§ EXERCISE DETAILS
Supply the number of lines in the listing below in which the word "optimizations" occurs, and nothing else.

━━━ GIVEN INFORMATION

PR #6265, opened 2026-02-25
perf(l1,levm): use nested storage originals, fxhashmap callframe backup, and sstore helper

ilitteri:
**Motivation**

This change set focuses on concrete internal optimizations in LEVM and L1 storage access paths, especially around storage/account read bookkeeping and SSTORE original-value tracking.

**Description**

The PR bundles these optimizations:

━━━━━━

§ ANSWER BELOW
2